Stored data entries

PR #326, opened 2017-11-19
DEP auto-assignment

jessepeterson:
See the associated 1.3 milestone for more details on this task

### DIFF
--- a/depsync/depsync.go
+++ b/depsync/depsync.go
@@ -19,10 +19,11 @@ import (
 const (
 	SyncTopic    = "mdm.DepSync"
 	ConfigBucket = "mdm.DEPConfig"
+	syncDuration = 30 * time.Minute
 )
 
 type Syncer interface {
-	privateDEPSyncer() bool
+	SyncNow()
 }
 
 type watcher struct {
@@ -33,6 +34,7 @@ type watcher struct {
 	publisher pubsub.Publisher
 	conf      *config
 	startSync chan bool
+	syncNow   chan bool
 }
 
 type cursor struct {
@@ -78,6 +80,7 @@ func New(pub pubsub.PublishSubscriber, db *bolt.DB, logger log.Logger, opts ...O
 		publisher: pub,
 		conf:      conf,
 		startSync: make(chan bool),
+		syncNow:   make(chan bool),
 	}
 
 	// apply our supplied options
@@ -148,9 +151,8 @@ func (w *watcher) updateClient(pubsub pubsub.Subscriber) error {
 	return nil
 }
 
-// TODO this is private temporarily until the interface can be defined
-func (w *watcher) privateDEPSyncer() bool {
-	return true
+func (w *watcher) SyncNow() {
+	w.syncNow <- true
 }
 
 // TODO this needs to be a proper error in the micromdm/dep package.
@@ -163,7 +165,7 @@ func isCursorExpired(err error) bool {
 }
 
 func (w *watcher) Run() error {
-	ticker := time.NewTicker(30 * time.Minute).C
+	ticker := time.NewTicker(syncDuration).C
 FETCH:
 	for {
 		resp, err := w.client.FetchDevices(dep.Limit(100), dep.Cursor(w.conf.Cursor.Value))
@@ -217,7 +219,11 @@ SYNC:
 			}
 		}
 		if !resp.MoreToFollow {
-			<-ticker
+			select {
+			case <-ticker:
+			case <-w.syncNow:
+				level.Info(w.logger).Log("msg", "explicit DEP sync requested")
+			}
 		}
 	}
 }
--- a/depsync/depsync.go
+++ b/depsync/depsync.go
@@ -26,6 +26,11 @@ type Syncer interface {
 	SyncNow()
 }
 
+type autoassigner struct {
+	filter       string
+	profile_uuid string
+}
+
 type watcher struct {
 	mtx    sync.RWMutex
 	logger log.Logger
@@ -35,6 +40,8 @@ type watcher struct {
 	conf      *config
 	startSync chan bool
 	syncNow   chan bool
+
+	assigners []autoassigner
 }
 
 type cursor struct {
@@ -81,6 +88,9 @@ func New(pub pubsub.PublishSubscriber, db *bolt.DB, logger log.Logger, opts ...O
 		conf:      conf,
 		startSync: make(chan bool),
 		syncNow:   make(chan bool),
+
+		// TODO: hard coded right now for initial testing
+		assigners: []autoassigner{autoassigner{filter: "*", profile_uuid: "95124484B114B710"}},
 	}
 
 	// apply our supplied options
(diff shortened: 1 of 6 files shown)


jessepeterson:
Note that as of right now there's still a bunch of work to do. Notably:

* mdmctl/core API to be able to dynamically set auto-assigners
* persistence layer to save and load the auto-assigners
* ability to re-assign the existing base of machines in the device DB to a DEP profile
  * probably needs some discussion on de-coupling of the device and depsync services/modules

depsync/depsync.go
```diff
@@ -71,33 +87,43 @@ func New(pub pubsub.PublishSubscriber, db *bolt.DB, opts ...Option) (Syncer, err
...
+		assigners: []autoassigner{autoassigner{filter: "*", profile_uuid: "95124484B114B710"}},
 	}
 
+	// apply our supplied options
 	for _, opt := range opts {
 		opt(sync)
 	}
 
+	// if no logger option has been set use the null logger
+	if sync.logger == nil {
```
groob: Add it before `opt(sync)` is called and then you don't need this check.

depsync/depsync.go
```diff
@@ -149,8 +174,57 @@ func isCursorExpired(err error) bool {
...
+			resultCounts[result] = resultCounts[result] + 1
+		}
+		// TODO: alternate strategy is to log all failed devices
+		// TODO: handle/requeue failed devices?
+		level.Info(w.logger).Log(
+			"msg", "dep-assigned",
+			"profile_uuid", profile_uuid,
+			"success", resultCounts["SUCCESS"],
+			"not_accessible", resultCounts["NOT_ACCESSIBLE"],
+			"failed", resultCounts["FAILED"])
```
groob: comma here + newline for the `)`

depsync/endpoint.go
```diff
@@ -0,0 +1,20 @@
+package depsync
+
+import (
+	"context"
+
+	"github.com/go-kit/kit/endpoint"
+)
+
+type Endpoints struct {
+	SyncNowEndpoint endpoint.Endpoint
```
groob: Maybe it could be called `Refresh` ? I don't mind this too much but it stutters a bit.

depsync/service.go
```diff
@@ -0,0 +1,22 @@
...
+type syncNowService struct {
+	syncer Syncer
+}
+
+func (s *syncNowService) SyncNow(_ context.Context) {
+	s.syncer.SyncNow()
+	return
+}
+
+func NewRPC(syncer Syncer) *syncNowService {
```
groob: Return an exported service, otherwise the types are hard to deal with.

serve.go
```diff
@@ -767,24 +771,27 @@ func (c *config) depClient() (dep.Client, error) {
...
 	if client != nil {
-		opts = append(opts, depsync.WithClient(client))
+		opts = append(opts, depsync.WithClient(client), depsync.WithLogger(logger))
 	}
-	_, c.err = depsync.New(c.pubclient, c.db, opts...)
+	var syncer depsync.Syncer
+	syncer, c.err = depsync.New(c.pubclient, c.db, logger, opts...)
 	if err != nil {
-		return
+		return nil
```
groob: log this err before returning nil.

depsync/depsync.go
```diff
@@ -159,18 +233,26 @@ FETCH:
...
-		if err != nil {
-			return err
-		}
-		if err := w.publisher.Publish(context.TODO(), SyncTopic, data); err != nil {
-			return err
+		if len(resp.Devices) > 0 {
+			e := NewEvent(resp.Devices)
+			data, err := MarshalEvent(e)
+			if err != nil {
+				return err
```
groob: errors.Wrap(err, .. somecontext) would be great here.

depsync/depsync.go
```diff
@@ -159,18 +233,26 @@ FETCH:
...
+			}
+			if err := w.publisher.Publish(context.TODO(), SyncTopic, data); err != nil {
+				return err
+			}
+			go func() {
```
groob: Any reason ths is async?

depsync/depsync.go
```diff
@@ -149,8 +174,57 @@ func isCursorExpired(err error) bool {
 	return strings.Contains(err.Error(), "EXPIRED_CURSOR")
 }
 
+func (w *watcher) processAutoAssign(devices []dep.Device) error {
```
groob: A lot of branching/relative complexity around these methods and state. Do you think this could be simplified further or maybe some of the logic could be extracted into functions?

depsync/depsync.go
```diff
@@ -202,9 +282,19 @@ SYNC:
...
+					level.Info(w.logger).Log("err", err, "auto-assign")
+				}
+			}()
 		}
 		if !resp.MoreToFollow {
-			<-ticker
+			select {
+			case <-ticker:
+			case <-w.syncNow:
+				level.Info(w.logger).Log("msg", "explicit DEP sync requested")
```
groob: why is there no action here? is this a stub?

depsync/depsync.go
```diff
@@ -159,18 +233,26 @@ FETCH:
 		} else if err != nil {
 			return err
 		}
-		fmt.Printf("more=%v, cursor=%s, fetched=%v\n", resp.MoreToFollow, resp.Cursor, resp.FetchedUntil)
+		level.Info(w.logger).Log("msg", "DEP fetch", "more", resp.MoreToFollow, "cursor", resp.Cursor, "fetched", resp.FetchedUntil, "devices", len(resp.Devices))
```
groob: use newlines to make this more readable. 

```
level.Info(w.logger).Log(
"msg", "DEP fetch",
"more", resp.MoreToFollow,
)
```
 keep at key, value per line

depsync/depsync.go
jessepeterson: But then I waste the resources of assigning/initializing a resource unnecessarily, no?

depsync/depsync.go
jessepeterson: No action? The point of the select (and the unconditional wait before it) is merely to wait for the ticker to expire or the SyncNow signal to fire to return early to do another sync again.

depsync/depsync.go
jessepeterson: Hmm, I suppose I could break separate the actual assigner logic from the DEP message processing.

depsync/depsync.go
jessepeterson: Don't want to hold up our DEP fetching to wait for all the auto-assign logic (and subsequent assign API calls).

depsync/depsync.go
jessepeterson: 👍

depsync/endpoint.go
jessepeterson: ¯\_(ツ)_/¯   sure. :)

depsync/service.go
jessepeterson: I modeled this on other existing services. Happy to change it.

serve.go
jessepeterson: It is logged, actually. The `c.err` is assigned to the config object and handled elsewhere. Most of the `setup*()` are odd like this. That _said_ there is a bug where I should have been checking `c.err` and not `err`!

depsync/depsync.go
jessepeterson: 👍

depsync/depsync.go
jessepeterson: 👍

depsync/depsync.go
```diff
@@ -19,19 +19,30 @@ import (
...
 )
 
 type Syncer interface {
-	privateDEPSyncer() bool
+	SyncNow()
+}
+
+type autoassigner struct {
+	filter       string
+	profile_uuid string
```
groob: use camel case `profileUUID`

jessepeterson: d'0h, good catch! autoassigner ought to be camelcased, too.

## Required work
Go line by line through the data above and report each one that holds the string "pubclient".

## Task answer
-	_, c.err = depsync.New(c.pubclient, c.db, opts...)
+	syncer, c.err = depsync.New(c.pubclient, c.db, logger, opts...)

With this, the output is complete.